**Source material**
Issue #1042, opened 2026-03-20
I/O: Buffer size


jesperpedersen:
Investigate using different buffer sizes for all disk I/O.

It would mean using

```
int setvbuf(FILE *restrict stream, char buf[restrict .size],
            int mode, size_t size);
```

Lower amount would be from `st_blksize` (`stat()` call).

Unlikely to lead to a performance improvement - just documentation explaining why we don't support disk buffer size

Sakshii-27:
@jesperpedersen can I work on this?

jesperpedersen:
@Sakshii-27 Go for it !

jesperpedersen:
@Sakshii-27 I would just make a standalone binary that tests read/write of 1Gb files with different buffer sizes. See if you can test with different disk types / file systems

Sakshii-27:
@jesperpedersen I've investigated using different buffer sizes for disk I/O as requested. I created a standalone benchmark tool to test `setvbuf()` performance variations.

I tested a **1GB file** read/write with 13 different buffer sizes on a Mac (SSD/APFS), running with `sudo` to drop filesystem caches between tests.

### Benchmark Results (1GB File)

<img width="690" height="580" alt="Image" src="https://github.com/user-attachments/assets/a84f0ca0-fed6-4aae-9d49-262fe634ea11" />

<img width="577" height="516" alt="Image" src="https://github.com/user-attachments/assets/81f77a76-2bd7-42e4-abdd-dfdd32e9650b" />

### Investigation Summary
- **No clear advantage**: While there are minor fluctuations (e.g., 16KB was faster in this run), there isn't a consistent or significant performance gain from increasing the Userspace buffer size.
- **Kernel Efficiency**: Modern OS kernels (like macOS and Linux) and high-speed SSDs already use sophisticated caching, read-ahead, and write-behind mechanisms that outweigh the effects of `setvbuf()`.
- **Conclusion**: This benchmark confirms that adding complexity to support custom disk buffer sizes is unlikely to improve `pgmoneta`'s real-world performance.

I have implemented the benchmark tool in a new `contrib/benchmark_buffer` directory. Let me know if you would like me to submit a PR to include this tool in the repository!

Purushottam-y:
Hi, I want to work on this issue, Please assign to me.

jesperpedersen:
@Purushottam-y Go for it !

Purushottam-y:
[...]

PR #1262, opened 2026-08-29
Add I/O buffer size benchmark for issue #1042

Purushottam-y:
Implemented an I/O buffer size benchmark for issue #1042.

The benchmark:
- Tests 1 GB file read/write performance
- Tests buffer sizes from 4 KB to 16 MB
- Records write and read times
- Includes three benchmark runs for comparison


jesperpedersen:
@Purushottam-y You can keep these local - so I'll close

**Exercise description**
Check each line of the data for "attachments". Copy the lines where it turns up.

**Problem solution**
<img width="690" height="580" alt="Image" src="https://github.com/user-attachments/assets/a84f0ca0-fed6-4aae-9d49-262fe634ea11" />
<img width="577" height="516" alt="Image" src="https://github.com/user-attachments/assets/81f77a76-2bd7-42e4-abdd-dfdd32e9650b" />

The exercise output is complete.